# Mapa/database Portugal



## Toby (26 Jan 2020 às 19:47)

Dê-me a sua opinião sobre a escolha de um nome de domínio para um mapa e base de dados portugueses
(ver o meu post mapa Portugal)
Recordo-vos que este projecto não é um projecto Toby, mas sim um projecto comunitário português.

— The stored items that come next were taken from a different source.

PR #568, opened 2017-11-21
Few fixes to the local deploy templates

rthallisey:
A bunch of fixes when running locally.

 - Deleting the asb service causes issues. The service-ca (asb-tls) gets deleting causing later prep_local_dev_env runs to fail and the catalog fails to connect to the broker.
 - Use the proper path when deleting ci resources
 - Use a deployment config for asb-etcd
 - Point the asb-etcd resources at the etcd app and service
 - Remove the BROKER_PORT variable since it was causing an issue with template rendering and isn't needed

depends-on <PR>

fixes <issue_number>


rthallisey:
CI is down right now. Going to merge without a green CI pass since it doesn't use this code path because it's only for running the broker locally.

PR #571, opened 2017-11-27
Adding ability to warn and filter out bad specs.

### LINKED ISSUE #388: Missing type field on parameter causes empty catalog request
**This form is for bug reports and feature requests. Major features will go through a [spec process](https://github.com/openshift/ansible-service-broker/blob/master/CONTRIBUTING.md).**

# Bug:
Omitting type from a parameter causes an empty response when requesting the catalog.  

**What happened**:
After uploading an APB with an error in it (in this case missing the type field was missing on a parameter), requests to the broker catalog came back empty.

* Defaults the type for the parameter to something (string?)
* I would expect for a bad APB to be missing from the response, but I would expect the other APBs to be returned when requesting the catalog.  Seems like bad APBs might get uploaded so we should handle that more gracefully.

**How to reproduce it**:
1. Create an APB with a single parameter with only the name field.
```yaml
name: hello-world-apb
plans:
  - name: default
    parameters:
      - name: test_param_string
#       type: string # commented out will result in empty catalog
```
2. Build, push the apb.
```
apb build
...
docker push ...
```
3. Boostrap the broker
```
apb bootstrap # or curl -X POST http://0.0.0.0:1338/v2/bootstrap
```
4. GET request the catatalog
```
apb list -o json # or curl -X GET http://0.0.0.0:1338/v2/catalog
```

shawn-hurley:
Will add debug messages when a type from an APB parameter is not defined, and remove from the services for catalog.
 - add error handling to SpecToService

fixes #388

### DIFF
--- a/pkg/broker/broker.go
+++ b/pkg/broker/broker.go
@@ -516,7 +516,12 @@ func (a AnsibleBroker) Catalog() (*CatalogResponse, error) {
 
 	services = make([]Service, len(specs))
 	for i, spec := range specs {
-		services[i] = SpecToService(spec)
+		ser, err := SpecToService(spec)
+		if err != nil {
+			a.log.Debugf("no adding spec to list of services due to error transforming to service - %v", err)
+		} else {
+			services[i] = ser
+		}
 	}
 
 	return &CatalogResponse{services}, nil
@@ -1321,7 +1326,11 @@ func (a AnsibleBroker) AddSpec(spec apb.Spec) (*CatalogResponse, error) {
 		return nil, err
 	}
 	apb.AddSecretsFor(&spec)
-	service := SpecToService(&spec)
+	service, err := SpecToService(&spec)
+	if err != nil {
+		a.log.Debugf("spec was not added due to issue with transformation to serivce - %v", err)
+		return nil, err
+	}
 	metrics.SpecsLoaded(apbPushRegName, 1)
 	return &CatalogResponse{Services: []Service{service}}, nil
 }
--- a/pkg/broker/broker.go
+++ b/pkg/broker/broker.go
@@ -518,7 +518,7 @@ func (a AnsibleBroker) Catalog() (*CatalogResponse, error) {
 	for i, spec := range specs {
 		ser, err := SpecToService(spec)
 		if err != nil {
-			a.log.Debugf("no adding spec to list of services due to error transforming to service - %v", err)
+			a.log.Errorf("not adding spec to list of services due to error transforming to service - %v", err)
 		} else {
 			services[i] = ser
 		}
--- a/pkg/broker/util.go
+++ b/pkg/broker/util.go
@@ -35,7 +35,11 @@ type formItem struct {
 
 // SpecToService converts an apb Spec into a Service usable by the service
 // catalog.
-func SpecToService(spec *apb.Spec) Service {
+func SpecToService(spec *apb.Spec) (Service, error) {
+	plans, err := toBrokerPlans(spec.Plans)
+	if err != nil {
+		return Service{}, err
+	}
 	retSvc := Service{
 		ID:            spec.ID,
 		Name:          spec.FQName,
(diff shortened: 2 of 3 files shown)


pkg/broker/broker.go
```diff
@@ -516,7 +516,12 @@ func (a AnsibleBroker) Catalog() (*CatalogResponse, error) {
 
 	services = make([]Service, len(specs))
 	for i, spec := range specs {
-		services[i] = SpecToService(spec)
+		ser, err := SpecToService(spec)
+		if err != nil {
+			a.log.Debugf("no adding spec to list of services due to error transforming to service - %v", err)
```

Outra escolha, deve ser representativa: tempo + Portugal + estações amadoras.


----------



## Toby (27 Jan 2020 às 07:44)

Bom dia,

Para motivá-lo a participar, aqui está a estrutura do projeto no anexo. (ele evolui à medida que você vai evoluindo), mas você pode identificar o objetivo qualitativo.
Estamos também a pensar em adicionar as estações IPMA

Se um membro do STAFF pudesse tornar este posto mais visível ....


----------



## Kraliv (27 Jan 2020 às 16:30)

Vale o que vale...mas o nome *redemeteo* já existe como _página_ do facebook!

Desses meteo todos, sem duvida *meteoportugal.org *( .*com*)



Edit:  Lol..Azarex, já existe também um *meteoportugal . pt *( *MeteoPortugal, Lda. é uma empresa portuguesa criada para prestar serviços na área da meteorologia e do clima e na área de consultoria e auditoria. )*


----------



## Toby (27 Jan 2020 às 20:09)

Kraliv disse:


> Vale o que vale...mas o nome *redemeteo* já existe como _página_ do facebook!
> 
> Desses meteo todos, sem duvida *meteoportugal.org *( .*com*)
> 
> Edit:  Lol..Azarex, já existe também um *meteoportugal . pt *( *MeteoPortugal, Lda. é uma empresa portuguesa criada para prestar serviços na área da meteorologia e do clima e na área de consultoria e auditoria. )*



Boa noite,

Sabes quem está por detrás do redemeteo do FaceBook? (Sou um pouco alérgico ao FB.... )
Meteoportugal.pt pertence ao MeteoGroup.
meteoportugal.com está à venda ... 2495$ ...uma vez que não quero o divórcio...


----------